Task material Start Marker

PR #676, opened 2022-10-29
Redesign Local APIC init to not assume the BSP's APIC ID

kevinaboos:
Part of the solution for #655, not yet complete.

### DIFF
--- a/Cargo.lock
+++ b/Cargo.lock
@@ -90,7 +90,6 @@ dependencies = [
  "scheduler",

Task material End Marker

-- What you should do --
Reproduce every single entry above exactly.

-- Exercise output --
PR #676, opened 2022-10-29
Redesign Local APIC init to not assume the BSP's APIC ID

kevinaboos:
Part of the solution for #655, not yet complete.

### DIFF
--- a/Cargo.lock
+++ b/Cargo.lock
@@ -90,7 +90,6 @@ dependencies = [
  "scheduler",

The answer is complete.